▶ _EXERCISE PROMPT_: For the string "check", state the number of lines in the data that contain it, and nothing else.

++++ AVAILABLE DATA

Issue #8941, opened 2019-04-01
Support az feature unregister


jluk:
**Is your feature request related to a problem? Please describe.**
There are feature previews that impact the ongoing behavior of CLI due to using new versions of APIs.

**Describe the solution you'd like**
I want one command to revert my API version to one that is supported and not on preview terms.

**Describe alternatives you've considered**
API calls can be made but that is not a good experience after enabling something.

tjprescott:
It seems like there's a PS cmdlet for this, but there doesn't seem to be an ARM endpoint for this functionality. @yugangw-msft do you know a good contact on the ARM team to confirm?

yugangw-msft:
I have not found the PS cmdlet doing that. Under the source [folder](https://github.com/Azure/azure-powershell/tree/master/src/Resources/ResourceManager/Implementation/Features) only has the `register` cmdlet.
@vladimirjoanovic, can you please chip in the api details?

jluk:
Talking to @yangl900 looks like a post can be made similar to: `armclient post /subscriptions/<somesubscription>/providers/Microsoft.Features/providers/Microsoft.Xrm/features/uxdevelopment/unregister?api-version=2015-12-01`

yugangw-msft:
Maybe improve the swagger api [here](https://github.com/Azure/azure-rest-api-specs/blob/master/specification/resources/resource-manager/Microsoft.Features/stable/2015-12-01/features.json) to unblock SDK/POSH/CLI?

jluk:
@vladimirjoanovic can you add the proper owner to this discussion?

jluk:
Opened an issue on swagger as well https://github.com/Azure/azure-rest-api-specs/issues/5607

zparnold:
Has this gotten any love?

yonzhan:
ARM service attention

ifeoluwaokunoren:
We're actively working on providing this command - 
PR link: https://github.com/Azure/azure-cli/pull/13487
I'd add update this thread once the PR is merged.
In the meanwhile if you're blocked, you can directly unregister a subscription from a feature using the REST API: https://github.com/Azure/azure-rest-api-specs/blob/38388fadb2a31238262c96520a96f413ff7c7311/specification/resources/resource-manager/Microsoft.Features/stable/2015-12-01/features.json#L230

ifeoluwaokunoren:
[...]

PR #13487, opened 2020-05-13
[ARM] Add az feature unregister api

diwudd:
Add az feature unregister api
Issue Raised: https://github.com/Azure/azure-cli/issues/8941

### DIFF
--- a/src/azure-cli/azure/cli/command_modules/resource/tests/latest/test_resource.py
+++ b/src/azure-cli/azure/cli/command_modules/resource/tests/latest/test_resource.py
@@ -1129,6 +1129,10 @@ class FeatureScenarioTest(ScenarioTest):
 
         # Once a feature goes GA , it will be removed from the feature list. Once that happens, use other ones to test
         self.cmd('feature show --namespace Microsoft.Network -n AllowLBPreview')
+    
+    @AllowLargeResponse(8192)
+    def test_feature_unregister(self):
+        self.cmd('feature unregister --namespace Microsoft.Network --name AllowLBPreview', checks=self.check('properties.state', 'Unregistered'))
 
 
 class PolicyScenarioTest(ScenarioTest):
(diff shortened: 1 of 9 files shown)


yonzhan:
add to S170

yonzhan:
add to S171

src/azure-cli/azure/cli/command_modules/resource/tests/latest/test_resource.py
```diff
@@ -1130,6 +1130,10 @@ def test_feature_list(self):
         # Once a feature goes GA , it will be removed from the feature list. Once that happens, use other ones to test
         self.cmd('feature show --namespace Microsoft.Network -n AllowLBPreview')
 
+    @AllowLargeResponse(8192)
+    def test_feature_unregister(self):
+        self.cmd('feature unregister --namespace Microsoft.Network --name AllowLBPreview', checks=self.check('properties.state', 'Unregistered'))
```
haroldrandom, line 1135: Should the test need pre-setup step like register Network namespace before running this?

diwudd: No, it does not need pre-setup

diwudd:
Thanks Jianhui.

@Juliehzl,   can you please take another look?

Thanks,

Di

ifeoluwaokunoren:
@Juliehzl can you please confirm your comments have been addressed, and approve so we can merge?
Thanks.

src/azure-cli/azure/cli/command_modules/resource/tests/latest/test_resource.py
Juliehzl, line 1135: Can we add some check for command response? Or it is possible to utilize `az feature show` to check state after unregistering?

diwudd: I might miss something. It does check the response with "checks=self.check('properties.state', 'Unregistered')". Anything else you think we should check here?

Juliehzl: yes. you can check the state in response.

++++++++

▶ _WRITTEN RESPONSE_: 5